Quantifying Consistency in LLM Logical Reasoning via Structural Uncertainty
Quantifying Consistency in LLM Logical Reasoning via Structural Uncertainty
通过结构不确定性量化大语言模型逻辑推理的一致性
Abstract: Large language models can arrive at the same answer through reasoning paths that are unstable, contradictory, or difficult to rank consistently — a failure mode especially prevalent in multi-step deductive reasoning. 摘要: 大语言模型可以通过不稳定、自相矛盾或难以进行一致性排序的推理路径得出相同的答案——这种失效模式在多步演绎推理中尤为普遍。
Existing methods assess reliability primarily through output dispersion — measuring how much sampled answers differ — but this discards a complementary signal: whether the model can consistently rank competing reasoning candidates. 现有的评估方法主要通过输出离散度(即测量采样答案之间的差异程度)来评估可靠性,但这忽略了一个互补的信号:模型是否能够一致地对相互竞争的推理候选方案进行排序。
We propose structural uncertainty, a consistency-aware framework derived from the stability of self-preference-induced rankings over sampled reasoning solutions. 我们提出了“结构不确定性”(structural uncertainty),这是一个基于自偏好诱导排序在采样推理方案上的稳定性而得出的、具有一致性感知能力的框架。
Given a query, we generate multiple candidate solutions and ask the model to judge pairwise preferences among its own outputs. 给定一个查询,我们生成多个候选解决方案,并要求模型对其自身的输出进行两两偏好判断。
We aggregate self-preferences into ranking distributions via Bradley-Terry modeling with PageRank, and decompose the signal into two entropy-based components: across-trial ranking instability and within-trial candidate ambiguity. 我们通过结合 PageRank 的 Bradley-Terry 模型将自偏好聚合为排序分布,并将该信号分解为两个基于熵的组件:跨试验排序不稳定性(across-trial ranking instability)和试验内候选方案模糊性(within-trial candidate ambiguity)。
Across five LLMs and eight benchmarks, structural signals provide information complementary to answer dispersion: on logical and mathematical reasoning tasks, the combination improves identification of unreliable instances, while on factual retrieval the structural signal collapses toward uniformity, diagnosing a regime boundary where reasoning-level consistency evaluation is uninformative. 在五个大语言模型和八个基准测试中,结构信号提供了与答案离散度互补的信息:在逻辑和数学推理任务中,两者的结合提高了对不可靠实例的识别能力;而在事实检索任务中,结构信号趋于一致,这诊断出了一个推理级一致性评估失效的边界范围。
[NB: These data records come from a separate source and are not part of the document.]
PR #1865, opened 2024-02-18
fix: close the test compression stream

inverted-capital:
Turns out that resources are still reported as leaking in Deno if the Compression stream is not closed also.

### DIFF
--- a/src/utils/deflate.js
+++ b/src/utils/deflate.js
@@ -22,12 +22,12 @@ async function browserDeflate(buffer) {
 function testCompressionStream() {
   try {
     const cs = new CompressionStream('deflate')
+    cs.writable.close()
     // Test if `Blob.stream` is present. React Native does not have the `stream` method
     const stream = new Blob([]).stream()
     stream.cancel()
-    return !!cs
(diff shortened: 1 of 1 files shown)


src/utils/deflate.js
```diff
@@ -22,12 +22,12 @@ async function browserDeflate(buffer) {
...
     const cs = new CompressionStream('deflate')
+    cs.writable.close()
     // Test if `Blob.stream` is present. React Native does not have the `stream` method
     const stream = new Blob([]).stream()
     stream.cancel()
-    return !!cs
+    return true
   } catch (_) {
-    // no bother
+    return false
```
jcubic, line 31: return false is already handled in next lines

inverted-capital: I removed return false from outside the try catch block since the only way false is returned is if an error is thrown.

An empty catch block is frowned upon by linters, which is presumably why the comment was put there, to silence linter errors.

jcubic: Ah, didn't notice that the return was removed.

PR #1877, opened 2024-03-07
codespell CI: Remove a single github workflow , move into azure-pipelines.yml

### LINKED ISSUE #1875: Codespell workflow needs approval
Issue with Code spell from #1843. Each time when someone creates a PR, maintainer need to approve running a workflow. Which is silly when unit tests run just fine automatically.

yarikoptic:
currently running codespell requires approval since I guess there are some secrets set for the repo.

I made it last in the azure-pipelines.yml so there is no interference of any kind on prior "non-pythonic" steps

Related
- #1496 

Closes #1875 

## I'm fixing a bug or typo


seanpoulter:
Is there another solution we should consider? The goal of #1496 is to only use GitHub Actions.

yarikoptic:
> Is there another solution we should consider? The goal of #1496 is to only use GitHub Actions.

but it is not the case ATM and you are using azure -- so I decided to harmonize into it.

I have not found relevant information -- seems like you have some github secrets for actions and that is why an action from a personal fork seems to require approval even if not using any of the secrets.  @jwodder -- do you know more on this?  codespell workflow here requires approval although not using any secrets -- any way to overcome without some complicated additional bot/action to auto-approve it?

jwodder:
@yarikoptic [This is just how GitHub works](https://docs.github.com/en/actions/managing-workflow-runs/approving-workflow-runs-from-public-forks):

> [W]orkflows on pull requests to public repositories from some outside contributors will not run automatically, and might need to be approved first. By default, all first-time contributors require approval to run workflows.

jcubic:
Ah, ok. Didn't know about it. So we can ignore this. Sorry for the trouble. I guess we will need to accept all actions when we migrate to GH workflows. I thought it was some kind of mistake that could be fixed.

seanpoulter:
We could pivot a bit and document the behaviour so contributors know what to expect. What do you think?

jcubic:
Good idea, let's do this after migration to GitHub actions.

Issue #1881, opened 2024-03-14
Race condition makes it possible for a ref to be resolved to an empty string while it's in the middle of being updated


alexvy86:
We're encountering this problem while using isomorphic-git in a Node 18 environment.

I don't have a good minimal reproduction yet but can reproduce it more or less consistently with a big suite of tests of https://github.com/microsoft/FluidFramework (I'm part of the team working on it).

Specifically, a call to [`GitRefManager.writeRef()`](https://github.com/isomorphic-git/isomorphic-git/blob/79a38e017653a4dfe3b93e390bf3ffa73db42e82/src/managers/GitRefManager.js#L137) that happens while a call to [`GitRefManager.resolve()`](https://github.com/isomorphic-git/isomorphic-git/blob/79a38e017653a4dfe3b93e390bf3ffa73db42e82/src/managers/GitRefManager.js#L179) (for the same ref) is underway sometimes causes [this read](https://github.com/isomorphic-git/isomorphic-git/blob/79a38e017653a4dfe3b93e390bf3ffa73db42e82/src/managers/GitRefManager.js#L203) in the `resolve()` call to return an empty string if it happens around the same time as [this write](https://github.com/isomorphic-git/isomorphic-git/blob/79a38e017653a4dfe3b93e390bf3ffa73db42e82/src/managers/GitRefManager.js#L142). A second `resolve()` call immediately after returns the correct value written by the update, which supports the theory that it's a concurrency issue with the read and write.

I couldn't find docs that suggest this is a known possible issue or any guidance on how to handle this scenario, so I suspect it might be a bug.

Assuming it is, I can think of two solutions off the top of my head: stop using the Promise-based APIs in the provided `fs` module in favor of sync ones (which feels pretty drastic and probably a noticeable performance hit), or add locking around write/update operations (also a performance hit, maybe not as bad). Neither seems ideal, but the correctness problem seems like it needs to be addressed somehow...

jcubic:
Do you want to contribute with a fix? I think that locking when writing/resolving refs is a good idea.

alexvy86:
@jcubic [first draft is out](https://github.com/isomorphic-git/isomorphic-git/pull/1882). I think the general approach is there, I'd still like a bit of time to make sure I'm thinking everything through and determine if any cases don't need locking (like right now I skipped it for `listRefs` even though it uses the filesystem, since it only cares about listing the files, not looking at its contents).

alexvy86:
[...]

PR #1882, opened 2024-03-14
Fix race condition when reading/writing refs

alexvy86:
## Description

Adds locking around filesystem operations when reading/writing refs to avoid race conditions.

Fixes https://github.com/isomorphic-git/isomorphic-git/issues/1881.

## I'm fixing a bug or typo

### DIFF
--- a/.all-contributorsrc
+++ b/.all-contributorsrc
@@ -669,6 +669,15 @@
       "contributions": [
         "doc"
       ]
+    },
+    {
+      "login": "alexvy86",
+      "name": "Alex Villarreal",
+      "avatar_url": "https://avatars.githubusercontent.com/u/716334?v=4",
+      "profile": "https://alex-v.blog/",
+      "contributions": [
+        "code"
+      ]
     }
   ],
   "commitConvention": "angular"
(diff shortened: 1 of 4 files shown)


jcubic:
It would be nice to have a unit test for this. I know you said it's hard to reproduce the issue, but maybe do something with threads and try to save and read at the same time.

If you will not be able to tests the locks, we will at least to make sure they don't interfere with normal workflow.

And about the Unit tests, they are failing because of broken credentials in Azure DevOps. We are in the process of migrating the CI/CD to GitHub actions, but maybe we will disable the failing tests for now, so we will be able to test.

jcubic:
Looks good.

So now we need to fix the tests. Probably disable failing ones temporarily. I will be not available during a weekend, will get back to this on Monday. The tests are important because they block contribution.

alexvy86:
I noticed other places were already using the `async-lock` package so just used that too for this fix, and managed to write a unit test _that is not deterministic_, but as far as I could tell, reproduced the problem pretty reliably before applying the fix.

I see there's already https://github.com/isomorphic-git/isomorphic-git/pull/1884 working on disabling the failing test. Not to be pushy, but isn't there someone with admin permissions on the repo that could merge contributions even with failed checks? As long as that is the only failing test, that seems safe to me.

jcubic:
I have admin rights and can merge even when test fail, but I don't want to. Also, I think that the release will not happen when the tests are failing. CI/CD will stop execution if there is an error. But even it this would work, it's not good practice to ignore the tests and merge anyway. Tests are created for a reason. To make sure the code works, not something you can just ignore for your convenience.

jcubic:
The failing test got merged, please rebase.

alexvy86:
> To make sure the code works, not something you can just ignore for your convenience.

Absolutely, and if the failure had been due to a code problem, that's definitely a reason not to merge. Since in this case it was clear that the failing test was not because of a problem in code but an issue with an external system, my take is that it would have been ok to do. But again, not trying to push it, just giving my opinion :).

I'll rebase now!

PR #1894, opened 2024-03-28
Set up for AMRC fork

amrc-benmorrow:
* Add a section to the README documenting this fork.
* Update `package.json` to use the new name and version.
* Remove steps we don't need from build and CI.


amrc-benmorrow:
Sorry, wrong repo. This was meant to go to a fork.

jcubic:
Hey @amrc-benmorrow if the fork is to "fix a critical bug", why don't you contribute with a fix to the repository. You will not need to maintain the fork.

What kind of critical bug needs fixing?

amrc-benmorrow:
Hi Jakub,

We are intending to contribute our fix back soon. Right now we are in the
middle of the release process for a large software system and we need a
risk-free way to get this fixed without waiting.

The fix is specifically to handle the situation where an empty repository
is cloned and the server returns capabilities. Somewhere between git
v2.40.1 and v2.43.1 git-http-backend has started returning capabilities for
an empty repo; this is a special case in the protocol which isomorphic-git
doesn't currently handle correctly. A routine update to our docker base
images has led to the git binaries being updated which has made this come
to light.

I'm glad to see the project is still actively maintained; it wasn't clear
to me from the Github page whether a PR would be accepted, or how long it
might take to make it into a release we could use. I will submit a PR once
I get a chance.

Ben

PR #1925, opened 2024-06-10
fix: support autocrlf input

jayree:
Add the missing handling for `core.autocrlf=input`


jcubic:
According to [docs](https://git-scm.com/book/en/v2/Customizing-Git-Git-Configuration#_core_autocrlf) `input` is different from `true`. Are you sure this s correct?

PR #1932, opened 2024-06-13
fix: Use native inflate if available

elegaanz:
Because `supportsDecompressionStream` was set to `false` by default, the test to see if native inflate was available or not was actually never run.


elegaanz:
I don't know if I should squash my two commits together or not, please tell me what you prefer.

jcubic:
thanks for the PR, it need to wait a bit until we fix the build pipeline.

jcubic:
No, you don't need to squash. I will do that when merging. I should probably remove that point from PR template.

jcubic:
I disabled broken GitLab test, can you rebase?

mojavelinux:
I agree that this seems to have been a coding error. The code was added but never used.

In order for this to actually work when running tests in Node.js, the following needs to be added to jest.config.cjs as well:

```
  globals: {
    Blob: global.Blob,
    CompressionStream: global.CompressionStream,
    DecompressionStream: global.DecompressionStream,
    Response: global.Response
  },
```

This will be related to the fix for #1933.

mojavelinux:
Hold on. I just did some quick performance testing and determined that using the DecompressionStream in Node.js performs terribly when compared to pako (and even worse when compared to the built-in zlib). This would be a very bad change to make now if it truly does have that consequence. On one large repository, switching to DecompressionStream caused the kernel to kill the Node.js process. It's possible the there is a leak in the isomorphic-git code as well.

PR #404, opened 2020-04-03
Typescript

esakal:
# Goals
Use Typescript with israeli-bank-scrapers library.

@eshaham since this PR is going to have several iterations, please review and comment using reviewable (use the button at the bottom of this description to redirect to reviewable)

# Motivation
As we are looking toward making this library extendible and customizable, we expect the library api to grow and we would like to use Typescript to help us to scale.
[read more](https://medium.com/@jtomaszewski/why-typescript-is-the-best-way-to-write-front-end-in-2019-feb855f9b164)

# Tasks
- [x] add Typescript dependencies & configuration.
- [x] use Babel & Typescript during build process.
- [x] convert all helpers to Typescript.
- [x] convert constants to Typescript and use enums.
- [x] add core type declaration for Transaction, LoginResult, and others.
- [x] update (jest) tests infrastructure to use Typescript.
- [x] convert Leumi account to Typescript.
- [x] fix lint warnings.
- [x] remove test folder as part of the building process
- [x] convert all remaining files from js to ts.
- [x] fix type of LoginOptions > possibleResults
- [x] run local test on available companies
- [x] update documentation.
- [x] make sure external apps works with this library.
- [x] make sure external apps works with this library **in core mode**.
- [x] ask developers to test their companies as well.

closes #152
closes #487 

---
This change is [Reviewable](https://reviewable.io/reviews/eshaham/israeli-bank-scrapers/404)

PR #464, opened 2020-06-22
add git ignore file as preparation for typescript branch

esakal:
# Motivation

* Until people will adapt Typescript (#404) they might want to experiment with it. when they will go back to master they might accidentally commit there credentials test file as we needed to move the `tests` folder to `src/tests` and when switching to master the `.gitignore` file is removed from that folder

see the reproducing below, note how the file is marked to commit (visualized in my IDE with red color)
image

once this PR will be in master, the file will be marked as ignored (visualized in my IDE with gray color) 
image


src/tests/.gitignore
```diff
@@ -0,0 +1,3 @@
+.*.*
+.*.*
```
eshaham, line 2: can't believe I'm actually commenting on this PR, but these 2 lines are identical

PR #469, opened 2020-06-26
support custom args provided by user to puppeteer lunch

### LINKED ISSUE #419: Passing args to puppeteer launch method
In my project, I run the scrapper from inside a docker container, and I want to make is as easy as possible. To prevent some issues that come up on the container and puppeteer, I need to pass an argument to the underline chrome process `--no-sandbox`.
I do not see any option to pass it through the api currently.
I guess that the required code change would be under https://github.com/eshaham/israeli-bank-scrapers/blob/master/src/scrapers/base-scraper-with-browser.js, when calling `puppeteer.launch` to pass an args variable.
I would be happy to work on a solution if you would direct me to how do you think the args should be passed from the api.

esakal:
# Overview
Add optional args option to be provided as-is to the `puppeteer.lunch` command. Includes unit-tests.

#closes #419

### DIFF
--- a/CONTRIBUTING.md
+++ b/CONTRIBUTING.md
@@ -72,7 +72,8 @@ copy and adjust the json below with relevant credentials and assign it to enviro
      "startDate": "2019-06-01",
      "combineInstallments": false,
      "showBrowser": true,
-     "verbose": false
+     "verbose": false,
+     "args": []
    },
    "credentials": {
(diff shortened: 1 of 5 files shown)


esakal:
@eshaham wdyt?

esakal:
@eshaham Hi!
any update about this one?

PR #473, opened 2020-06-29
Added message for blocked account on visaCal

talsalmona:
After a few failed login attempts, Visa Cal will ask you to change your password.
This will spit out a message for this use case instead of an unknown error.


package.json
```diff
@@ -7,6 +7,7 @@
     "npm": ">= 5.3.0"
   },
   "main": "lib/index.js",
+  "publishConfig": { "registry": "https://npm.pkg.github.com/" },
```
eshaham, line 10: @talsalmona no need for this change

src/constants.js
```diff
@@ -24,6 +24,7 @@ export const LOGIN_RESULT = {
   SUCCESS: 'SUCCESS',
   INVALID_PASSWORD: 'INVALID_PASSWORD',
   CHANGE_PASSWORD: 'CHANGE_PASSWORD',
+  BLOCKED_USER: 'BLOCKED_USER',
```
eshaham, line 27: @talsalmona sorry for being picky, I think that `USER_BLOCKED` works better as a login result in this case

esakal:
@talsalmona Hello :)

In readme.md file there is a place that list the available results and in contributing.md there are few.

can you please add the new option to that list, thanks!

package.json
talsalmona: Sorry, was unintentional. I'll remove it.

esakal:
@talsalmona Hi, there are two more comments open and we will be able to merge it.
Thanks :)

esakal:
@eshaham how do you want to proceed with this one?

talsalmona:
Hi, sorry for the delay. Last week was very busy.
Please review my latest changes.
Also, I believe the README and CONTRIBUTING had an error where the possible return type on error we not correct.
WDYT?

esakal:
@eshaham likewise :) please release a new official version when possible.

@talsalmona In the meanwhile feel free to pull the next tag from npm:

```
```

PR #483, opened 2020-07-18
Solve AMEX scraping issue by upgrading puppeteer to version 5

### LINKED ISSUE #482: Cannot scrape American express with Puppeteer version ^2.0.0
When trying to scrape Amex a reset is returned from the network
```
"GENERIC net::ERR_CONNECTION_RESET at https://he.americanexpress.co.il/personalarea/Login"
```

To solve it we need to use updated chromium that is provided in Puppeteer 5.x.

esakal:
see #482 

closes #482


esakal:
@eshaham this PR upgrades puppeteer from 2.x to 5.x.
Puppeteer 5.x requires node version 10.x as seen [here](https://github.com/puppeteer/puppeteer/blob/1d08e274a85812d7b88dd0b72e5e26547430c540/package.json#L8)

Is this a problem for us? I don't think we really have a choice as we are way behind the latest puppeteer version.

Regarding the automatic checks. As you can see once I removed node 8.x from the tests everything passes. The only reason it is not marked as completed is that Github waits for the build on 8.x to complete but now we don't run them at all so it will never complete. But the other relevant tests do complete successfully.

esakal:
@eshaham how do you want to proceed with this one?

esakal:
@eshaham I merged master (with the Typescript support) into this PR so it should be ready to merge. 
Let's release it as part of version 1.0.0 as you suggested?

Let me know if I can merge it

Just a reminder that the relevant tests passed, only those marked for node v8.0 which is not relevant any more causes the status to appear incomplete

eshaham:
@esakal yes, let's do it 👍

esakal:
Hmm... I don't have administrative permissions to bypass the ghost statuses thing. @eshaham can you please merge it?

esakal:
@eshaham can you handle this one? I cannot merge it on my own as we have orphaned tests

eshaham:
@esakal done

PR #490, opened 2020-07-30
Fix Mizrahi

### LINKED ISSUE #456: Mizrahi scraper does not work in v0.9.0
hey @baruchiro . I see you're Mizrahi supporter.

I have a valid Mizrahi account. I'm trying to work with Mizrahi scraper. And it looks like broken.
I tested through [israeli-ynab-updater](https://github.com/eshaham/israeli-ynab-updater) and    mizrahi.test.js (israeli-bank-scrapers)

I'm using version - v0.9.0

I have the following errors

In israeli-ynab-updater :
```
scraping Mizrahi Bank
Mizrahi Bank: START_SCRAPING
Mizrahi Bank: INITIALIZING
Mizrahi Bank: LOGGING_IN
Mizrahi Bank: LOGIN_SUCCESS
Mizrahi Bank: TERMINATING
Mizrahi Bank: END_SCRAPING
success: false
error type: GENERIC
error: Timeout exceeded while waiting for event
```

In Mizrahi Tests resutls:
image

I will appreciate if you can help with that.

Thanks

baruchiro:
close #456

### DIFF
--- a/src/helpers/elements-interactions.js
+++ b/src/helpers/elements-interactions.js
@@ -2,10 +2,6 @@ async function waitUntilElementFound(page, elementSelector, onlyVisible = false,
   await page.waitForSelector(elementSelector, { visible: onlyVisible, timeout });
 }
 
-async function waitForText(page, text, elementSelector = 'body', timeout = 30000) {
-  await page.waitForFunction(`document.querySelector('${elementSelector}') && document.querySelector('${elementSelector}').innerText.includes('${text}')`, { timeout });
-}
-
 async function fillInput(page, inputSelector, inputValue) {
   await page.$eval(inputSelector, (input) => {
     const inputElement = input;
@@ -60,7 +56,6 @@ async function dropdownElements(page, selector) {
 
 export {
   waitUntilElementFound,
-  waitForText,
   fillInput,
   clickButton,
   clickLink,
--- a/src/helpers/elements-interactions.js
+++ b/src/helpers/elements-interactions.js
@@ -2,6 +2,10 @@ async function waitUntilElementFound(page, elementSelector, onlyVisible = false,
   await page.waitForSelector(elementSelector, { visible: onlyVisible, timeout });
 }
 
+async function waitForText(page, text, elementSelector = 'body', timeout = 30000) {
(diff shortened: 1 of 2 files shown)


src/helpers/elements-interactions.js
```diff
@@ -11,8 +11,7 @@ async function fillInput(page, inputSelector, inputValue) {
 }
 
 async function clickButton(page, buttonSelector) {
-  const button = await page.$(buttonSelector);
-  await button.click();
+  await page.$eval(buttonSelector, (el) => el.click());
```
baruchiro, line 14: I don't know why only for me the `page.$(selector).click()` don't work, but the `eval` way did.

(I think I was the one that changed this in the `link` click)

esakal: This method is used in other companies so to change it we now need to test them all. 
Maybe it is better that you will copy this method into `mizrahi` scraper and use it locally. That way this PR will not affect other scrapers beside Mizrahi and we will be able to merge it. wdyt?

baruchiro:
@esakal I understand, but it is my old question- how we can test the library every time?

You actually said that we can't change the shared code anymore, because it affects the other scrapers.

In this case, I can't implement it in the scraper because this is about the `login` button, and the base class is clicking it.

I can guess that the `eval` is always better than `$` and `click` because it runs on the browser context?

In my case, the `$.click` way is touching the button but it not clicked (you just see the button color changing like a click effect, but no action).

esakal:
@baruchiro I agree that we currently don't have a way to run regression tests because we rely on private credentials. I don't see a good way to perform regression tests in our use-case, if you have an idea let us know.

Regarding this PR, we can obviously ask people of the affected companies to test this PR and once most of the companies were tested it should be enough. I think you and I already cover most of the companies. 

But since we already have the Typescript branch and we plan to merge it soon. If you approve I can merge this PR into the Typescript one, where we already testing the companies.

wdyt?

baruchiro:
I can redo these changes to the `typescript` branch, but we need all testers to test again?

esakal:
fixed in #500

The two components relate differently to accuracy: within-trial ambiguity correlates positively with correctness — consistent with settings where multiple plausible solution paths remain competitive — while across-trial instability correlates negatively, signaling unreliable reasoning. 这两个组件与准确率的关系各不相同:试验内模糊性与正确性呈正相关——这与多个合理的解决方案路径同时存在的情况相符;而跨试验不稳定性则与正确性呈负相关,预示着推理过程不可靠。
Structural uncertainty is best understood not as a universal confidence estimator, but as a regime-sensitive evaluator of logical reasoning consistency. 结构不确定性最好不要被理解为一种通用的置信度估计器,而应被视为一种对逻辑推理一致性的、具有范围敏感性的评估工具。